CURVETE: Curriculum Learning and Progressive Self-supervised Training for Medical Image Classification
Asmaa Abbas, Mohamed Gaber, Mohammed M. Abdelsamea
TL;DR
CURVETE tackles limited annotated data and irregular class distributions in medical image classification by unifying self-supervised pretext learning with curriculum learning and anti-contrastive strategies. It uses a convolutional autoencoder to extract latent features from unlabelled data, then builds multi-level granularity pseudo-labels via $k$-means clustering on latent spaces $\{g_k, g_{k-1}, \dots, g_1\}$ to guide pretext training, with backbones like $ResNet$-50 or $DenseNet$-121. Downstream training employs anti-CL with class decomposition (e.g., $k=5$) and repeats training to ensure robust fine-tuning, starting from the most granular classes and gradually returning to the original labels. Experimental results on brain tumour, knee x-ray, and Mini-DDSM datasets show CURVETE achieving state-of-the-art performance across backbones, with statistically significant improvements over traditional transfer learning, CLOG-CD, and other SSL methods, demonstrating its practical value for medical imaging with limited labeled data.
Abstract
Identifying high-quality and easily accessible annotated samples poses a notable challenge in medical image analysis.
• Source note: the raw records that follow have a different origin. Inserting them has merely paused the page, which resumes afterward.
PR #6206, opened 2026-02-13
refactor(l2): replace string errors with custom errors in OnChainProposer contracts

### LINKED ISSUE #4196: Use custom errors instead of `require(..., <string>)` or `revert <string>` in contracts
Currently we use `require()` or `revert <string>` to revert in case of errors. While this can be beneficial for manual debugging, ethrex components could leverage reverting with custom errors by easily parsing them and taking decisions accordingly. Also, `rex` can have this custom errors inlcuded as known errors and try to parse into them to show a better message to the user, decreasing the cons of using them instead of `require()`

### LINKED ISSUE #6098: L2: normalize error codes between OnChainProposer contracts

avilagaston9:
## Motivation

The two OnChainProposer contracts use inconsistent error formats — the non-based contract uses opaque hex codes (`"007"`, `"00c"`) while the based contract uses full strings (`"OnChainProposer: Invalid RISC0 proof failed proof verification"`). This causes a real bug: the Rust `l1_proof_sender` detects invalid proofs by string-matching on `message.contains("Invalid TDX proof")`, which works for the based contract but fails silently for the non-based contract. Invalid proofs are never deleted.

Custom errors are cheaper (no string storage in bytecode), self-documenting (the error name IS the documentation), and can be decoded programmatically from the ABI.

Closes #4196, closes #6098

## Description

Replace all `require(condition, "string")` / `revert("string")` in both OnChainProposer contracts with Solidity custom errors defined in the interfaces. Both contracts now use identical error names.

On the Rust side, add a `data: Option<String>` field to `RpcRequestError::RPCError` to capture the revert data from JSON-RPC error responses (custom errors encode their identity as a 4-byte selector in the `data` field, not in `message`). Update proof sender and verifier to match on these selectors instead of string-matching.

**Solidity changes:**
- Define custom errors in both `IOnChainProposer` interfaces
- Replace ~35 string errors in the non-based contract and ~25 in the based contract
- Eliminate the duplicate `"012"` code that was used for two different errors

**Rust changes:**
- Add `data: Option<String>` to `RpcRequestError::RPCError`
- Propagate `error_response.error.data` in all RPCError construction sites
- Define 4-byte selector constants for `InvalidRisc0Proof`, `InvalidSp1Proof`, `InvalidTdxProof`, and `AlignedProofVerificationFailed`
- Fix `l1_proof_sender` to match on selectors in `data` instead of strings in `message`
- Fix `l1_proof_verifier` to match on `AlignedProofVerificationFailed` selector instead of the stale `"00m"` code

## How to Test

Test that the proof sender correctly detects and deletes invalid proofs using the new custom error selectors.

### Steps

1. **Start the L1 and deploy contracts with SP1 verifier:**
   ```bash
   cd crates/l2
   make init-l1-docker
   make deploy-l1-sp1
   ```

2. **Start the L2 sequencer with debug logging and no monitor:**
   ```bash
   ETHREX_NO_MONITOR=true ETHREX_LOG_LEVEL=debug make init-l2 2>&1 | grep -E "INFO|WARN|ERROR"
   ```

3. **Inject an invalid proof and skip proof generation:** In `crates/l2/prover/src/prover.rs`, replace lines 121–149:
   ```rust
   let batch_proof = if self.timed {
       self.backend
           .prove_timed(prover_data.input, prover_data.format)
           // ... rest of proving logic ...
   };
   let Ok(batch_proof) = batch_proof.inspect_err(|e| error!("{e}")) else {
       continue;
   };
   ```
   with:
   ```rust
   let batch_proof = BatchProof::ProofCalldata(ethrex_l2_common::prover::ProofCalldata {
       prover_type: self.backend.prover_type(),
       calldata: vec![ethrex_l2_common::calldata::Value::Bytes(vec![0xde, 0xad].into())],
   });
   ```
   This skips proof generation entirely and submits garbage calldata, making the test nearly instant.

4. **Start the SP1 prover:**
   ```bash
   RUST_LOG=info,ethrex_prover_lib=debug make init-prover-sp1
   ```

5. **Observe the proof sender logs.** After the batch is committed and the proof sender tries to verify it on L1, you should see:
   ```
   WARN Deleting invalid SP1 proof for batch N
   ```
   This confirms the proof sender detected the `InvalidSp1Proof` custom error selector from the `data` field of the RPC error response and deleted the invalid proof from the store.

### What to verify
- The proof sender log shows the correct prover type being deleted
- The sequencer does not get stuck — it retries after deleting the bad proof
- No panics or unexpected errors from the missing `data` field on non-revert RPC errors

## Checklist

### DIFF
--- a/crates/networking/rpc/clients/eth/errors.rs
+++ b/crates/networking/rpc/clients/eth/errors.rs
@@ -9,7 +9,7 @@ pub enum RpcRequestError {
         method: String,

Transfer learning techniques, leveraging pre-training data, offer a flexible solution to this issue. However, the impact of fine-tuning diminishes when the dataset exhibits an irregular distribution between classes. This paper introduces a novel deep convolutional neural network, named Curriculum Learning and Progressive Self-supervised Training (CURVETE). CURVETE addresses challenges related to limited samples, enhances model generalisability, and improves overall classification performance. It achieves this by employing a curriculum learning strategy based on the granularity of sample decomposition during the training of generic unlabelled samples. Moreover, CURVETE address the challenge of irregular class distribution by incorporating a class decomposition approach in the downstream task. The proposed method undergoes evaluation on three distinct medical image datasets: brain tumour, digital knee x-ray, and Mini-DDSM datasets. We investigate the classification performance using a generic self-supervised sample decomposition approach with and without the curriculum learning component in training the pretext task. Experimental results demonstrate that the CURVETE model achieves superior performance on test sets with an accuracy of 96.60% on the brain tumour dataset, 75.60% on the digital knee x-ray dataset, and 93.35% on the Mini-DDSM dataset using the baseline ResNet-50. Furthermore, with the baseline DenseNet-121, it achieved accuracies of 95.77%, 80.36%, and 93.22% on the brain tumour, digital knee x-ray, and Mini-DDSM datasets, respectively, outperforming other training strategies.